Seruan berunjuk rasa pada 25 November dan 2 Desember mendatang telah melenceng dari semangat demokrasi. Demonstrasi tak lagi relevan karena proses hukum terhadap Basuki Tjahaja Purnama tengah berjalan dan Gubernur DKI Jakarta itu sudah ditetapkan sebagai tersangka dugaan penodaan agama. Karena itu, semestinya unjuk rasa tersebut tak perlu lagi.
Jika benar yang dikatakan Kepala Polri Jenderal Tito Karnavian bahwa demonstrasi itu ditunggangi kelompok yang ingin melakukan makar, jelas unjuk rasa itu kini tak lagi murni soal Ahok. Kapolri menyebutkan sejumlah indikasi untuk itu: pertemuan sejumlah tokoh untuk menggerakkan massa pada hari-H, skenario menguasai gedung MPR/DPR, serta membuat kerusuhan.
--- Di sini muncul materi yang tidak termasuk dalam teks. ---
PR #2052, opened 2024-02-01
Schemas: Add support for string formats

pleek91:
# Description
Adds support for date, datetime, and password string formats. 

image

### DIFF
--- a/src/schemas/components/SchemaFormPropertyDate.vue
+++ b/src/schemas/components/SchemaFormPropertyDate.vue
@@ -1,0 +1,26 @@
+<template>
+  <p-date-input v-model="value" />
+</template>
+
+<script lang="ts" setup>
+  import { computed } from 'vue'
+  import { SchemaProperty } from '@/schemas/types/schema'
+
+  const props = defineProps<{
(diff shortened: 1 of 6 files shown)


src/schemas/components/SchemaFormPropertyDate.vue
```diff
@@ -0,0 +1,44 @@
...
+  const dateFormat = 'yyyy-MM-dd'
+
+  const value = computed({
+    get() {
+      if (isNotNullish(props.value)) {
+        const parsed = parse(props.value, dateFormat, startOfToday())
+
+        if (isInvalidDate(parsed)) {
+          return null
+        }
```
znicholasbrown, line 28: For this and datetime properties - does a partial date throw null here? Thinking through the experience as someone types a date in manually instead of using the picker

znicholasbrown (approved):
One question, not really blocking

src/schemas/components/SchemaFormPropertyDate.vue
pleek91: The component doesn't emit until there is a valid date I believe. So this is only a safe guard for a value that already exists as a string that cannot be parsed.

PR #2056, opened 2024-02-02
Schemas: Add plumbing for `__prefect_kind` and implement `json`

pleek91:
# Description
Adds logic and components for switching between different types of inputs and adds the ability to switch between using a form or using json at any level. 

image

image


src/schemas/components/SchemaFormKindInput.vue
pleek91, line 1: Also including the switch from `null` to `"none"` for the noop kind.

src/schemas/components/SchemaFormPropertyAnyOf.vue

Namun, ketimbang membuat publik bertanya-tanya, sebaiknya Jenderal Tito menunjuk dan menangkap pelakunya.
Di media sosial, seruan demonstrasi itu disertai ajakan untuk menarik uang minimal Rp 2 juta per orang secara besar-besaran pada 25 November. Polisi harus menindak para penghasut itu. Untuk menangkap pelakunya, polisi bisa menggunakan Kitab Undang-Undang Hukum Pidana serta Undang-Undang Informasi dan Transaksi Elektronik. Pasal 28 ayat 1 undang-undang itu mengatur perihal mereka yang menyebarkan kabar seperti itu.
Unjuk rasa merupakan ekspresi demokrasi jika dilakukan secara proporsional. Tapi, jika diarahkan untuk membuat negara tak stabil, menciptakan rasa tidak aman, atau mengobarkan sektarianisme, hal itu bukan lagi ajang menyalurkan pendapat. Tindakan tersebut justru menjadi ancaman bagi demokrasi itu sendiri.
Demokrasi punya aturan main yang harus ditaati seluruh warga negara, termasuk dalam menyampaikan pendapat di muka umum. Selain dilarang mengganggu ketertiban umum, penyampaian pendapat tak boleh mengandung ujaran kebencian dan menghasut massa berbuat destruktif. Karena itu, polisi tak boleh berkompromi dengan kelompok-kelompok intoleran, yang juga punya agenda kekuasaan.
Polisi tak boleh mengulangi kesalahan dalam penetapan Basuki "Ahok" Tjahaja Purnama sebagai tersangka penistaan agama. Polisi ngebut mengusut kasus ini setelah terjadi unjuk rasa pada 4 November lalu. Penetapan Ahok sebagai tersangka, kita tahu, dilakukan tanpa suara bulat.
Hukum seperti takluk pada aksi jalanan. Kasus Ahok tidak bisa disebut sebagai penodaan agama karena pernyataannya yang menyitir Surat Al-Maidah ayat 51 dalam pidato di Kepulauan Seribu pada September lalu tidak dimaksudkan untuk itu. Sulit dimungkiri tindakan polisi menjadikan Ahok sebagai tersangka semata demi meredam kemarahan massa.
Hukum, dalam kasus Ahok ini, telah menjadi bagian dari tawar-menawar politik. Kondisi ini akan menjadi preseden berbahaya karena keputusan hukum bisa ditentukan oleh banyaknya orang yang turun ke jalan bukan oleh fakta-fakta obyektif. Padahal jumlah massa di jalan bisa dihimpun karena adanya uang atau kabar hoax.